Home Research Publications Teaching Funding Software Group News
Information and Data Extraction using Adaptive Online Learning (IDEAL-X)
IDEAL-X is a generic information extraction framework that can support diverse clinical reports, enable prompt interaction between humans and machines, and produce highly accurate results with minimal human effort. IDEAL-X has been adopted by Centers for Disease Control and Prevention (CDC) for automated classification of Venous Thromboembolism from radiology reports, and cohort identification for cardiology research at Emory University.
Hadoop-GIS: A High Performance Spatial Data Warehousing System Over MapReduce
Hadoop-GIS is a scalable and high performance spatial data warehousing system for running large scale spatial queries on Hadoop. Hadoop-GIS supports multiple types of spatial queries on MapReduce through space partitioning, customizable spatial query engine RESQUE, implicit parallel spatial query execution on MapReduce, and effective methods for amending query results through handling boundary objects on MapReduce. Hadoop-GIS takes advantage of global partition indexing and customizable on demand local spatial indexing to achieve efficient query processing. Hadoop-GIS is integrated into Hive to support declarative spatial queries with an integrated architecture.

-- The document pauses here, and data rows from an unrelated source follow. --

PR #976, opened 2018-05-03
Move CI job definition to gophercloud repo

yongfengdu:
Add the jobs definition to .zuul.yaml, and the ansible playbooks.

For #974

PR #981, opened 2018-05-04
Identity V3: Create Policy

zhangzujian:
For #972

### DIFF
--- a/openstack/identity/v3/policies/requests.go
+++ b/openstack/identity/v3/policies/requests.go
@@ -24,7 +24,7 @@ func (opts ListOpts) ToPolicyListQuery() (string, error) {
 	return q.String(), err
 }
 
-// List enumerates the roles to which the current token has access.
+// List enumerates the policies to which the current token has access.
 func List(client *gophercloud.ServiceClient, opts ListOptsBuilder) pagination.Pager {
 	url := listURL(client)
 	if opts != nil {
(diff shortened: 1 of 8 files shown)


zhangzujian:
recheck

zhangzujian:
recheck

zhangzujian:
Ready for review.

openstack/identity/v3/policies/requests.go
```diff
@@ -39,3 +39,52 @@ func List(client *gophercloud.ServiceClient, opts ListOptsBuilder) pagination.Pa
...
+	ToPolicyCreateMap() (map[string]interface{}, error)
+}
+
+// CreateOpts provides options used to create a policy.
+type CreateOpts struct {
+	// Type is the MIME media type of the serialized policy blob.
+	Type string `json:"type" required:"true"`
+
+	// Blob is the policy rule as a serialized blob.
+	Blob string `json:"blob" required:"true"`
```
jtopjian: Orchestration and Container also have support for fields which take JSON or YAML structures and we use `[]byte` as the type. For consistency, let's change this to `[]byte`.

https://github.com/gophercloud/gophercloud/blob/master/openstack/container/v1/capsules/requests.go#L40-L52

I don't see a huge need to have a separate `Template` struct/field/type here. Mainly because I'm not sure all of the MIME types that the policy API supports and so adding validation and such might be difficult. But it's up to you if you want to go that route.

zhangzujian: The Keystone service does not check the validation of **blob** and **type**. Arbitrary string is accepted. The only limitation is the length of **type**.

https://github.com/openstack/keystone/blob/master/keystone/policy/schema.py#L14

So I think there is no need to add a **Template** type. Instead, we can check the length of **type**.

I agree to change type of **Blob** from string to []byte for consistency.

zhangzujian:
Ready for review.

zhangzujian:
@jtopjian 

I noticed the OpenLab checks (including ones triggered by **recheck**) didn't check the PR at all. Nor the HTML report or the output archives includes anything about the PR.

To verify the problem, I create a new PR #992 which contains some tests that won't pass. For now, the unit test running on OpenLab has passed. The acceptance test is still running and I think it will pass, too.

I also noticed PR #976 will be merged recently. It seems the PR will not fix this problem.

jtopjian:
@zhangzujian The tests run in #992 won't be run because only certain packages under `acceptance` are configured to run.

However, _all_ `identity/v3` tests should be running.

@yongfengdu @animationzl Do you folks know why `TestPoliciesCreate` isn't being run? The strange part is that `TestPoliciesList` (in the same file) is run.

jtopjian:
@yongfengdu @animationzl per review of #989, it looks like even modified tests aren't being run -- not just new tests. We need to have the tests from the PR branch run.

yongfengdu:
@jtopjian I've take a look at this job, maybe the go get ./... overwrites the PR with master? Will discuss with @animationzl for this offline and fix it.

jtopjian:
@yongfengdu Sounds good - thank you :)

It looks like the same is happening in Terraform. For example:

https://github.com/terraform-providers/terraform-provider-openstack/pull/314

That PR has two tests with the substring `TestAccNetworkingV2SubnetRoute` that should have been tested.

 I want to say this is a new problem because I think new tests used to run... but maybe I'm wrong?

yongfengdu:
recheck

zhangzujian:
recheck

liu-sheng:
recheck

liu-sheng:
recheck

zhangzujian:
@jtopjian ping for review

PR #2599, opened 2023-03-23
Allows modification of the 'Host' field in the 'req.headers'.

Leeclow-ops:
For the codes At https://github.com/gophercloud/gophercloud/blob/master/provider_client.go#L412-L416
Hope enables the modification of the 'Host' field in the 'req.headers'.

Fixes #[2598]


pierreprinetti:
Did you really mean to file a pull request? You changed the import everywhere.

pierreprinetti:
Why do you want to modify the Host field of a request? What is the use case?

kayrus:
@Leeclow-ops for these cases openstack has internal and public endpoints. Have you considered to pass the `gophercloud.AvailabilityInternal` into `gophercloud.EndpointOpts` while creating a service client?

PR #2606, opened 2023-04-05
Add convenient access to error's original body

### LINKED ISSUE #2605: Add convenient access to error's original body
I propose to add a convenient access to error's original body. It will help in a case when it is necessary not to expose such information as the request URL to the end user.

skunkie:
Fixes #2605

### DIFF
--- a/errors.go
+++ b/errors.go
@@ -94,9 +94,24 @@ func (e ErrUnexpectedResponseCode) Error() string {
 	return e.choseErrString()
 }
 
+// GetBody returns the original error message
+func (e ErrUnexpectedResponseCode) GetBody() []byte {
+	return e.Body
+}
+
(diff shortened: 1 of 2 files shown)


pierreprinetti:
I have tested your patch by trying to access the object storage with a user that doesn't have the swiftoperator role. I wasn't able to get the response body. Do you have an example of your patch working as intended, so that I can compare?

This is what I tried: https://codeberg.org/pierreprinetti/test_gophercloud_errorbody

Thank you.

skunkie:
It is a better approach, thank you!

pierreprinetti:
Here's the full proposal: https://github.com/gophercloud/gophercloud/pull/2639

@skunkie 
Please close this PR if (and only if!) you think that #2639 one meets your needs.

PR #2619, opened 2023-05-17
Fix version comparison for acceptance tests

mandre:
Some acceptance tests rely on a version comparison to conditionally skip tests. It turns out we were not consistently setting the relevant `OS_BRANCH` environment variable in all the jobs, meaning the version comparison would fail and skip the test.

This PR does two things:
- consistently set the `OS_BRANCH` variable for all our acceptance jobs
- fail the test when the required `OS_BRANCH` variable is not set

### DIFF
--- a/.github/workflows/functional-identity.yaml
+++ b/.github/workflows/functional-identity.yaml
@@ -47,6 +47,7 @@ jobs:
         env:
           DEVSTACK_PATH: ${{ github.workspace }}/devstack
           ACCEPTANCE_TESTS_FILTER: "^.*identity.*$"
+          OS_BRANCH: ${{ matrix.openstack_version }}
       - name: Generate logs on failure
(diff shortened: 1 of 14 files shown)


.github/workflows/functional-identity.yaml
```diff
@@ -47,6 +47,7 @@ jobs:
         env:
           DEVSTACK_PATH: ${{ github.workspace }}/devstack
           ACCEPTANCE_TESTS_FILTER: "^.*identity.*$"
+          # OS_BRANCH: ${{ matrix.openstack_version }}
```
mandre, line 50: This is intentional, to verify the test fail when OS_BRANCH isn't set.
I'll change it back after I confirmed it works as intended.

pierreprinetti (approved):

PR #2620, opened 2023-05-17
Pin goimport dep to a version that works with go 1.14

mandre:
Fixes the unit tests when running with go 1.14.


pierreprinetti (approved):
Great, thanks

PR #2629, opened 2023-05-24
[manila]: Add share from snapshot restore functional test

kayrus:
This PR adds a functional test that restores a snapshot into a bigger share. Primarily this test is required to check whether Manila in devstack is capable to perform such an action.

### DIFF
--- a/acceptance/openstack/sharedfilesystems/v2/shares_test.go
+++ b/acceptance/openstack/sharedfilesystems/v2/shares_test.go
@@ -45,7 +45,7 @@ func TestShareExportLocations(t *testing.T) {
 
 	defer DeleteShare(t, client, share)
 
-	err = waitForStatus(t, client, share.ID, "available")
+	_, err = waitForStatus(t, client, share.ID, "available")
 	if err != nil {
 		t.Fatalf("Share status error: %v", err)
 	}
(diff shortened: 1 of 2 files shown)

Pathology Analytical Imaging Data Management System
Systematic analysis of large-scale whole slide image data can involve many interrelated analyses on large amount of images, generating tremendous amount of quantifications such as shape and texture, as well as classifications of the quantified features. Such pathology analytical results are spatially oriented and most queries are GIS flavor queries. Pathology Analytical Imaging Standards (PAIS) (http://www.openpais.org/) is a large scale imaging GIS system that provides data models and data management architecture to manage image data products, feature sets and results from image analysis and machine learning. PAIS employs a shared nothing parallel spatial database architecture to support efficient queries for large scale datasets. The data management infrastructure provides highly efficient data management and spatial analytics for analytical pathology imaging to support biomedical research.
Pathology Image Database System (PIDB)
High-resolution pathology images provide rich information about the morphological and functional characteristics of biological systems, and are transforming the field of pathology into a new era. There are unique requirements on modeling, managing and querying whole slide images, including compatibility with standards, scalability, support of image queries at multiple granularities, and support of integrated queries between images and derived results from the images. Pathology Image Database System (PIDB) is a standard oriented image database to support retrieval of images, tiles, regions and analytical results, image visualization and experiment management through a unified interface and architecture.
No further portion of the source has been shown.